Build a Career in Data Science
Emily Robinson - 2020
Industry experts Jacqueline Nolis and Emily Robinson lay out the soft skills you’ll need alongside your technical know-how in order to succeed in the field. Following their clear and simple instructions you’ll craft a resume that hiring managers will love, learn how to ace your interview, and ensure you hit the ground running in your first months at your new job.
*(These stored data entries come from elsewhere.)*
Issue #2856, opened 2026-07-27
`dora run` orphan containment: remaining gaps after #3018 — pre-`init` window, `path: shell` nodes, Windows Job Object


heyong4725:
## Summary

When the `dora run` process is killed abnormally (SIGKILL, supervisor timeout, `kill` to its process group), the dataflow's **node processes survive it** and busy-spin at 100–170% CPU indefinitely. They never exit on their own — we have observed an orphaned node accumulate **59 CPU-hours** before being found.

## Environment

- dora-cli 0.5.0, `dora run <graph>.yaml --uv`
- macOS 26 (arm64), Python 3.13 nodes (`from dora import Node`, pyarrow payloads)
- Nodes are plain Python processes spawned by the runtime (`python3 -u <node>.py`)

## Reproduction

1. `dora run dataflow.yaml --uv` with any dataflow of a few Python nodes (ours have timer-driven inputs, e.g. `dora/timer/millis/10`).
2. Kill the `dora run` process hard while the dataflow is running — any of:
   - `kill -9 <pid of dora run>`
   - `timeout 30 dora run ...` (the pattern that first bit us: a test harness wrapping runs in `timeout`)
   - `os.killpg(pid, SIGKILL)` on the process group `dora run` was started in (`start_new_session=True`)
3. Observe surviving `python3 -u <node>.py` processes: `ps aux | awk '$3 > 50'`.

The killpg case is notable: the node processes are evidently not (all) in the `dora run` process group, so even a group kill misses them.

## Expected

Node processes exit (or are reaped) when their runtime/daemon dies — ideally via a parent-death signal (`PR_SET_PDEATHSIG` equivalent; on macOS e.g. a watchdog on the daemon connection) or a bounded read-timeout → exit path.

## Actual

Orphaned nodes spin in their event loop at 100–170% CPU each, apparently busy-polling the dead dataflow's channels, forever. On a laptop-class machine a handful of orphans dominate the cores and silently corrupt any timing-sensitive workload that runs afterwards (this is how we usually notice — unexplained perf regressions, then `ps` shows orphans from hours or days earlier).

## Relationship to existing issues

- #2152 describes nodes failing to exit after a **clean dataflow stop** with the daemon spinning on TCP read timeouts — plausibly the same underlying no-exit-on-dead-peer loop, but the trigger here is the runtime being killed, not a stop.
- #1996 (closed) covered lingering **daemons** when the coordinator is gone; this is the node-level analogue.

## Workaround we use

[...]

PR #3018, opened 2026-08-04
fix(daemon): end `dora run` nodes when the CLI is killed outright (#2856)

phil-opp:
Closes the residual half of #2856. The busy-spin is gone and #2949/#2961 fixed
`SIGTERM`/`SIGHUP` to `dora run`, but `SIGKILL` still orphaned every node that
does not poll its event stream: nothing of ours runs after `SIGKILL`, so the
stop ladder and the destroy reaper are unavailable by construction. And because
nodes are spawned as process-group leaders on purpose (so a terminal `Ctrl-C`
cannot kill them out from under the daemon), the orphan ends up with `ppid 1`
in a group of its own — reachable by neither inherited signal delivery nor a
group-kill of the CLI.

The containment therefore has to live in the node. `Daemon::run_dataflow` — the
in-process shape used by `dora run`, `dora daemon --run-dataflow` and
embedders — injects `DORA_RUN_PARENT_PID` into the nodes it spawns. The node
API arms a watchdog thread from it at `DoraNode::init`, and once that pid is
gone it `SIGKILL`s its own process group. The group, not the process, because
the tracked child is often a wrapper (`uv run python …`) with the real node one
level down — the reporter's shape, verified by hand.

`dora up` + `dora start` deliberately does not set the variable, and it is
scrubbed from the inherited environment there, so a node keeps outliving
coordinator drops, reconnects and watchdog disconnects (#2029).

`PR_SET_PDEATHSIG` was rejected as the mechanism: it reaches only the direct
child (missing the `uv` wrapper), it fires on parent *thread* exit while the
daemon spawns from a tokio worker, and it is Linux-only while the report is
from macOS.

Not covered, deliberately: a node killed before it reaches `init`, a node that
never calls `init` (`path: shell`), and Windows — where the equivalent is
`JOB_OBJECT_LIMIT_KILL_ON_JOB_CLOSE` on the job object nodes already run in,
which `process-wrap` couples to `Command::kill_on_drop` and which cannot be
verified from this workspace.

`tests/node-lifecycle-e2e.rs` gains a sibling of the `SIGTERM` test: it starts
`dora run` in its own process group, `SIGKILL`s the CLI, and asserts the
fixture node is gone within 30s. The fixture ignores `SIGTERM` and never polls
its event stream, so a containment scheme that only delivers `SIGTERM` fails
it. Verified failing before the fix (node survived the full 30s) and passing
after. The two orphan tests now share one `StubbornRun` harness instead of a
duplicated teardown.

Refs #2856.

### DIFF
--- a/Cargo.lock
+++ b/Cargo.lock
@@ -2292,6 +2292,7 @@ dependencies = [
  "futures-timer",
  "inquire",
  "is-terminal",
+ "libc",
  "opentelemetry",
  "serde_json",
  "serde_yaml",
--- a/apis/rust/node/Cargo.toml
+++ b/apis/rust/node/Cargo.toml
@@ -49,6 +49,12 @@ is-terminal = "0.4.17"
 thiserror = { workspace = true }
 uuid = { workspace = true }
 
+# Process-group signalling for the `dora run` orphan guard (`orphan_guard.rs`).
+# Unix-only: the mechanism is `getppid`/`killpg`, which Windows has no
+# equivalent of.
+[target.'cfg(unix)'.dependencies]
+libc = "0.2"
+
 [dev-dependencies]
 criterion = { version = "0.5", features = ["html_reports"] }
 
--- a/apis/rust/node/src/lib.rs
+++ b/apis/rust/node/src/lib.rs
@@ -126,6 +126,7 @@ mod error;
 pub mod event_stream;
 pub mod integration_testing;
 mod node;
+mod orphan_guard;
 
 pub use error::{NodeError, NodeResult, PatternError};
 
--- a/apis/rust/node/src/node/mod.rs
+++ b/apis/rust/node/src/node/mod.rs
@@ -1130,6 +1130,11 @@ impl DoraNode {
         node_config: NodeConfig,
         testing_communication: Option<TestingCommunication>,
     ) -> NodeResult<(Self, EventStream)> {
+        // Before anything that can fail or block: a node spawned by `dora run`
+        // must not outlive the CLI even if the rest of this initialization
+        // stalls (dora-rs/dora#2856). A no-op on every other spawn path.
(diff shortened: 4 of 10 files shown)


phil-opp:

Things I specifically checked:
- `apis/rust/node/src/orphan_guard.rs:159-166` — the direct-child branch uses `getppid()` against the recorded pid, which reparenting makes an exact liveness test no pid recycling can fool; the wrapped-node branch (`kill(pid, 0)` + `ESRCH`) is correctly one-sided (only `ESRCH` counts as gone, `EPERM`/`0` read as alive), so it can only fail to kill, never kill the wrong process.
- `apis/rust/node/src/orphan_guard.rs:188` — `killpg(getpgrp(), SIGKILL)` targets the node's own group, which is safe only because the var is injected exclusively by the daemon on group-leader spawns; `DORA_RUN_PARENT_PID` is added to `CONTROL_PLANE_ENV` (`binaries/daemon/src/spawn/spawner.rs:73`) so a descriptor- or shell-supplied value can't arm the guard against a stranger.
- `apis/rust/node/src/orphan_guard.rs:118-122` — the pre-thread liveness check closes the fork/arm race, and `_exit` (not `process::exit`) on the fallback avoids running other threads' destructors concurrently.
- Scoping: `bind_nodes_to_parent` is `true` only on the `run_dataflow` path and `false` for the standalone `dora up` daemon (`binaries/daemon/src/lib.rs:1027,1397`), preserving the #2029 property that daemon-spawned nodes outlive coordinator drops/reconnects.
- The new `run_killed_by_sigkill_does_not_orphan_nodes` test meaningfully exercises the fix: the fixture ignores `SIGTERM` and never polls, so a scheme that only delivered `SIGTERM` (or relied on cooperative teardown) would fail it.

---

Once you’ve gotten your foot in the door, learn to thrive as a data scientist by handling high expectations, dealing with stakeholders, and managing failures. Finally, you’ll look towards the future and learn about how to join the broader data science community, leaving a job gracefully, and plotting your career path. With this book by your side you’ll have everything you need to ensure a rewarding and productive role in data science.